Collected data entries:
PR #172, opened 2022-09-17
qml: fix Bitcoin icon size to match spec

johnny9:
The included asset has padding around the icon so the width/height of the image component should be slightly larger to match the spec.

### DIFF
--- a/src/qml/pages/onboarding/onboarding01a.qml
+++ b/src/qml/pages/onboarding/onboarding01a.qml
==
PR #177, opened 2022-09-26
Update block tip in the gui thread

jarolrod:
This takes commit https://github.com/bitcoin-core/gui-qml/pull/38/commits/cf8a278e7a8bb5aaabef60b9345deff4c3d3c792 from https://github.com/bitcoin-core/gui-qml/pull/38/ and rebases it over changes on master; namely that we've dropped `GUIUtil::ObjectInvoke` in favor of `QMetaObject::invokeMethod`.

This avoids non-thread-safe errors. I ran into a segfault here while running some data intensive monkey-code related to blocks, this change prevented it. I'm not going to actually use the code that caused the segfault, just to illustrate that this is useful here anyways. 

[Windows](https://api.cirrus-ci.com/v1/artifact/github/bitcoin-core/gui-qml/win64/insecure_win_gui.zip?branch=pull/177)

### YOUR GOAL
Every line above that holds the string "opened" should be returned.

### TASK OUTPUT
PR #172, opened 2022-09-17
PR #177, opened 2022-09-26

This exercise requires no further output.